You have to watch out for those salesman. Sometimes they tell you what the developer tells them and the developer has a bad habit of changing his mind. Other times they just outright lie to get you to purchase. Festiva has a pretty poor track record for being honest. Case in point, the Clubhouse being ready by November. If JLB says it's very doubtful (IOW, it won't be) ready this November then I'm taking his word over Festiva's. OTOH, did Festiva tell you what YEAR the November that the clubhouse will be completed in?

Keep in mind that the person telling you it will be ready in Novemeber might not be anywhere near the resort or even the state of Missouri when they're telling you this. Just like the salesman they're probably telling you what the developer tells them to tell you, even if it is a little bit fiction. 
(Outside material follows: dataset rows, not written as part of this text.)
PR #2, opened 2015-04-29
keypad support on login page

conejoninja:
Added keypad support, works in the same way as in the webwallet, (ie. 9 represent the top right number of the screen....)

### DIFF
--- a/login.html
+++ b/login.html
@@ -291,7 +291,7 @@ function pinAdd(num)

I purchased a unit resale at Grand Regency Resort at Thousand Hills. I am aware that the developer was making promises that this would be a 5 * resort. It's been open for a minimum of 3 years now and as far as I've seen there are only two buildings, no promised clubhouse, no pool, in fact, no amenities at all. Needless to say it's one of the few non-5 star resorts in Branson. Since I purchased the unit resale I'm not as worried about promises made and not kept by the developer so long as the unit is decent. BUT, I only paid $285 for an EOY one bedroom unit and, judging by other resale prices I've seen I actually paid to much. 

We also have the shoe on the other foot at Polo Towers where we purchased two units from the developer and now, the developer is making a mess of our timeshare. As soon as PT's hit sell out plans were laid for converting the owners lounge to office space. The owners lounge was a BIG selling point with the sales people. They have also not kept the resort up to 5 star standards and are now asking for a big SA from the owners to bring it up to par. Of course, the salesman told us money would be taken out of our MF's and the resort would ALWAYS be kept as one of the best in Vegas and that it would NEVER lose it's 5 star rating. They were telling prospective buyers this line even when the HOA was asking for a smaller SA to update the units or possibly lose it's 5 star rating (that one failed).

Be VERY CAREFUL what you believe in a TS sales pitch. They'll promise you the moon but what you actually get is a Moon Pie without the RC Cola.


----------



## davidpatb (Oct 16, 2006)

I will admit my kids really love swimming much of the day away. If anyone knows how the swimming is at Stormy and Cabins please give info. I thank everyone again.

Just wanted to let you know that The Cabins have two pools.  They are not huge pools, but nice.  One is heated, and the other is not.  There are also two hot tubs on the property.


----------



## davidpatb (Oct 16, 2006)

You asked in an earlier posts about the swimming pools at the Cabins.
Just wanted to let you know that The Cabins have two pools.  They are not huge pools, but nice.  One is heated, and the other is not.  There are also two hot tubs on the property.


----------



## JLB (Oct 16, 2006)

It will be filling today as our rain gauge says 2.9 inches.  Unfortunately, the water will be a little muddy!  

A bit of weather like this, which we have not had in a long time, will push those finishing dates way back.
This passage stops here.